Bout the only time I 'kill' a party is if I want to reset the power levels. It you have smart players they will work around the various restrictions and checks and balances in a system. I am all for thinking outside of the box. This causes issues at times though and every once in a while they would get their asses kicked and wake up nekkid in a room. I would allow them to regear for their level pretty much instantly but it allowed me to yank anything that was causing issues with the game flow. The only one that would get annoyed about this is also the only one that went out of his way to munchkin things and was always skirting the rules in a way that was unpleasant for all.


----------



## Insanity (Oct 25, 2011)

I think I would be a fairly forgiving DM if I did DM, Instead of being killed by that group of bandits or group of warlocks. I would instead have had the group wake up in a dark room, tied together and find a means of escape.


----------



## darkreever (Apr 3, 2008)

In part it depends on the RPing medium. Down here in Roleplay Threads you might have someone who is completely unwilling to kill off player characters. You might also have someone who has no qualms with it, or others who are varying degrees of middle ground.

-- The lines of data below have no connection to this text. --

PR #884, opened 2019-06-10
Factor out time management code

mooskagh:
Not sure it made code better, not worse, but the intention was the following:

Factor out time management code from search/engine to a separate directory in order to:
1. Be able to write better time manager (e.g. carry nps from one search to another, change time budget as the search goes, etc).
2. Move complexity out of Search and Engine classes.
3. Have reusable part of the code which can be used for search v2.

It should be mostly no-op, but there are some differences, e.g.
- remaining time and nodes are stored per thread, not globally, that means that threads may sometimes disagree on that.
- `lc0 benchmark` doesn't support smart pruning now.

I'll probably add tests as the change is large and messay.


mooskagh:
Instead of passing limits to a search and search itself watching for it, this change makes it work the opposite:

1. "Stopper" is passed to the search.
2. Search calls stopper after every iteration, passing needed stats.
3. Stopper returns whether search should be stopped (and also passes "hints": estimated nodes remaining, and estimated time remaining)

oscardssmith:
This change seems great. Getting unnecessary complication out of search is highly appreciated.

borg323:
`lc0 benchmark` not supporting smart pruning is probably an improvement.

gonzalezjo:
> Not sure it made code better, not worse

Seems like it's better overall.

src/mcts/timemgr/stoppers.cc
```diff
@@ -0,0 +1,235 @@
...
+}
+
+int64_t TimeLimitStopper::GetTimeLimitMs() const { return time_limit_ms_; }
+
+///////////////////////////
+// DepthStopper
+///////////////////////////
+bool DepthStopper::ShouldStop(const IterationStats& stats, TimeManagerHints*) {
+  if (stats.average_depth >= depth_) {
+    LOGFILE << "Stopped search: Reached depth.";
```
borg323: return true;

mooskagh: Done.

src/mcts/stoppers/stoppers.cc
```diff
@@ -0,0 +1,235 @@
+/*
+  This file is part of Leela Chess Zero.
+  Copyright (C) 2018-2019 The LCZero Authors
```
borg323: Is this intentional? All other files in this directory mention only 2019.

Personally, I play with the possibility that player characters can be killed, otherwise the ramifications of your actions are drastically lessened. The chances of a character being killed, however, depend on a number of factors. Things like what kind of character is it? Who/what are they fighting? (A space marine charging a half dozen poorly trained soldiers is likely to die than a conscript charging a squad of terminators.) Are they blatantly ignoring my (the GM's) rules or decisions?

For me, it also comes down to the rule of cool. If a player has put his/herself in a situation where death may be the consequence, is there a cooler alternative. 

In my RP, The Claw, one of the players (Dark Angel) had his character (Alrik) leap through the fire of a heavy flamer being wielded by a traitor marine. He then proceeded to damage the flamer, but got blind-sided and tossed into a reactor core.

Thats essentially certain death, but what sounds cooler? He falls into the plasma and dies; or rams his knife into a stanchion, thus arresting his fall, and hauls himself up and out while avoiding arcs of plasma, the heat of the reactor giving his exposed flesh burns, and makes it out in time to rejoin the fight after others thought him dead.


For me, its not about seeing what kind of challenge it takes to kill off the player-characters. But rather what is best for the story? If your using a dice system of some kind, yeah that uber boss enemy rolling critical fails might mean the players beat it without a struggle, but does that read as cool/fun?


----------



## Galahad (Dec 21, 2006)

I tend to min/max a bit, particularly in D&d. The game, to me, is just as important as the roleplay. I never ignore one for the other and don't expect my players to. I pride myself on never breaking a rule as a GM, and any houserules are there for everyone. Anything I can do as a GM the players can do s well and vice-versa. That means while I tend to come up with very challenging encounters I never just fidge things for the sake of the story and encourage my players to use the rules creatively to make what they want to play.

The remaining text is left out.